Sprawę opisała dolnośląska "Gazeta Wyborcza", a w serwisie YouTube pojawił się film dokumentujący wydarzenie. Widać na nim, jak jadący lewym pasem na autostradzie A4 autobus przez dłuższy czas blokuje pędzącą na sygnale karetkę pogotowia ratunkowego. Karetka, jak podaje dziennik, jechał z Legnicy do Wrocławia. Według autora nagrania, choć sam filmik ma zaledwie minutę, to cała sytuacja trwała o wiele dłużej.
"Choć nagranie ma nieco ponad minutę, w rzeczywistości sytuacja trwała kilka" - opisuje gazeta.
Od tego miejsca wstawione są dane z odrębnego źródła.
PR #224, opened 2018-12-10
Fix issue on cuda_visible_devices command and output

### LINKED ISSUE #210: CUDA_VISIBLE_DEVICES contains some unwanted unprintable characters
# Issue Type

* [X] Bug report
* [ ] Improvement request

## Description
Hey !

When trying to deploy a Slurm compute using gres, it feels like the returned CUDA_VISIBLE_DEVICES environment variable contains some unwanted unprintable caracters.
Trying to use it with nvidia-docker 2, I got the following issue : 

/usr/bin/nvidia-container-cli --load-kmods configure --ldconfig=@/sbin/ldconfig.real --device=0\\\\r --compute --utility --require=cuda>=9.0 --pid=30288 /var/lib/docker/overlay2/0bb0b79b9132e98e42186cccbcfdf64a99631c3baed67f5af253bd775da1f228/merged]\\\\nnvidia-container-cli: device error: unknown device id: 0\\\\r\\\\n\\\

I resolved such issue while doing inside my scripts : 
echo ${CUDA_VISIBLE_DECIVES}| tr -d '\1-\31 '

I think that would be better to be treated on Yorc side.
## Expected behavior
CUDA_VISIBLE_DEVICES variable is returned without unwanted characters

1. Step1
2. Step2 ...

## Output of `yorc version`
3.0.0
## Priority

Medium

stebenoist:
## Description of the change

Change command to retrieve CUDA_VISIBLE_DEVICES
Trim "/r/n" in output

## Applicable Issues
fixes #210


prov/slurm/helper.go
```diff
@@ -112,11 +112,12 @@ func getAttributes(client sshutil.Client, key string, params ...string) ([]strin
 	switch key {
 	case "cuda_visible_devices":
 		if len(params) == 2 && params[0] != "" {
-			cmd := fmt.Sprintf("srun --jobid=%s env|grep CUDA_VISIBLE_DEVICES", params[0])
+			cmd := fmt.Sprintf("srun --jobid=%s  bash -c 'env|grep CUDA_VISIBLE_DEVICES'", params[0])
 			stdout, err := client.RunCommand(cmd)
 			if err != nil {
 				return nil, errors.Wrapf(err, "Unable to retrieve (%s) for node:%q", key, params[1])
 			}
+			stdout = strings.Trim(stdout, "\r\n")
```
loicalbertin: No more \x00 to trim?
Like bellow for the partition

stebenoist: Done before here: https://github.com/ystia/yorc/blob/bugfix/gh-210-cuda-visible-dev/helper/sshutil/sshutil.go#L103

loicalbertin: ok good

Przedstawiciel przewoźnika już interweniował w tej sprawie, a kierowca stracił pracę za nieprzestrzeganie przepisów ruchu drogowego i nieustąpienie pojazdowi uprzywilejowanemu.
Ale sprawą zajęła się już także policja. Kierowcy grozi także pięciusetzłotowy mandat i pięć punktów karnych. Jeśli odmówi, sprawa może zostać skierowana do sądu, a wtedy kara może wzrosnąć nawet do pięciu tysięcy złotych!